Another way to think about it: $\Bbb Q^2$ (the set of all ordered pairs of rational numbers) is countable, as will any subset of this set. However, a circle with center $\langle x_0,y_0\rangle$ and radius $r>0$ can be obtained as the image of the injective function $[0,2\pi)\to\Bbb R^2$ given by $$t\mapsto\bigl\langle x_0+r\cos t,y_0+r\sin t\bigr\rangle.$$ Since $[0,2\pi)$ is uncountable, so is its image, and so its image is not a subset of $\Bbb Q^2.$

  • $\begingroup$ @Alireza: Actually, continuity was never used, only cardinality (size) of sets. $\endgroup$ – Cameron Buie May 23 '17 at 22:18
  • $\begingroup$ Ah! It looks like you mean to use measure of sets. I'm not sure that will work, unfortunately. I'll have to think about that. $\endgroup$ – Cameron Buie May 24 '17 at 11:09

Consider the unit circle centered at the origin. it contains the points $(1,0), (\frac1{\sqrt{2}},\frac1{\sqrt{2}})$. The first of these points is rational, the second irrational.

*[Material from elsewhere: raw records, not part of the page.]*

Issue #2498, opened 2021-03-01
Generally enable reading secrets from files


beorn7:
This is the same as https://github.com/prometheus/prometheus/issues/8551 , just for Alertmanager.

roidelapluie:
Some fields we are missing:

smtp_auth_password_file
smtp_auth_secret_file
slack_api_url_file
victorops_api_key_file
opsgenie_api_key_file
wechat_api_secret_file

gr8Adakron:
When can we expect to have configuration for `victorops_api_key_file ` ??

beorn7:
I guess the implementation for all the other fields will follow the same pattern as #2534. PRs welcome. :smiley:

sinkingpoint:
Would anyone object to a general case of something like `api_key: file:/tmp/foo` to read the value for `api_key` from /tmp/foo? Seems like the most generic solution, if a bit "magic" but I'd be happy to PR it

beorn7:
That would collide with any secret that happens to start with `file:` (unlikely, but who knows…).

I guess including a "schema" from the beginning would have been the best solution (`file:/tmp/foo` vs `passwd:9euo9.y.3t3`).

We could switch to such a generic solution with AM, in principle, because we are still pre 1.x, but on the other hand, keeping things consistent with Prometheus (where we cannot change easily) has its value, too.

Just my random thoughts…

Duologic:
There are a few more not mentioned above:

- pagerduty.service_key_file
- pagerduty.routing_key_file
- pushover.user_key_file
- pushover.token_file

roidelapluie:
I like to have multiple keys. Having file: would just lead to more yaml issues for new users.

jkroepke:
I found a workaround for Opsgenie, Pagerduty and Pushover:

While coding https://github.com/prometheus/alertmanager/pull/2728 I detect a hidden functionality inside Alertmanager.

I saw this functionally for pagerduty and pushover

 * pagerduty.service_key_file
    https://github.com/prometheus/alertmanager/blob/70abcccedba5b111f9215e79f2842066db0ffbec/notify/pagerduty/pagerduty.go#L157
 * pagerduty.routing_key_file
https://github.com/prometheus/alertmanager/blob/70abcccedba5b111f9215e79f2842066db0ffbec/notify/pagerduty/pagerduty.go#L215
 * pushover.user_key_file
 * pushover.token_file
[...]

PR #2533, opened 2021-04-01
Support resolving environment variables in configuration

julienduchesne:
Super simple solution. Mostly opening this to get some feedback. Is such a solution good enough to ever be accepted?

Based on Kubernetes' resolution for container args: https://kubernetes.io/docs/tasks/inject-data-application/define-command-argument-container/#use-environment-variables-to-define-arguments
The expansion code is directly taken from there: https://github.com/kubernetes/kubernetes/blob/ea0764452222146c47ec826977f49d7001b0ea8c/pkg/kubelet/container/helpers.go#L163

Probably fixes https://github.com/prometheus/alertmanager/issues/2498 partially

### DIFF
--- a/config/config.go
+++ b/config/config.go
@@ -19,6 +19,7 @@ import (
 	"io/ioutil"
 	"net"
 	"net/url"
+	"os"
 	"path/filepath"
 	"regexp"
 	"sort"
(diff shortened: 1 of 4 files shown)


roidelapluie:
This is different than #2498. Expanding env variable is something that was considered in the past and not accepted.

Can I know what is your usecase?

julienduchesne:
Injecting Kubernetes secrets as environment variables to be used in alertmanager configurations

roidelapluie:
#2498 is about having secrets as files that can be read by alertmanager. Based on previous votes and even the last public prometheus developers summit, we are not allowing environment variable substitutions from the complete file.

I will add more details to #2498.

julienduchesne:
Alright, I did find the previous issues about it (should've looked better 😄 ). Thanks for answering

Scaling the radius by either a rational or irrational takes the two points to $\mathbb{Q}, \mathbb{R\setminus Q}$ or $\mathbb{R\setminus Q}, \mathbb{Q}$ respectively.

Similarly for translating the centre.

  • $\begingroup$ The first answer is much more precise but I find this one simpler and probably more useful for OP and an idiot like me. Thanks! $\endgroup$ – Jerry Qu May 23 '17 at 9:34

Consider 1) the intermediate value theorem and 2) the density of the irrationals in the reals.

Let $C = $ the circle centered at $(a,b)$ with radius $r$ then $C = \{(x,y)| (x-a)^2 + (x -b)^2 = r^2\}$.

Now let $f:[0,2\pi) \rightarrow C; f(\theta) = (a + r*\cos \theta, b+r*\sin \theta)$. That is $f$ maps the incidental angle of a point to the cooresponding point of the circle.

Let $f_x(\theta) = a+r\cos \theta$ is a function mapping the angle to the $x$ coordinate and $f_y(\theta = a + r\sin \theta$ is a function mapping the angle to the $y$ coordinate of the circle. These are both continuous functions.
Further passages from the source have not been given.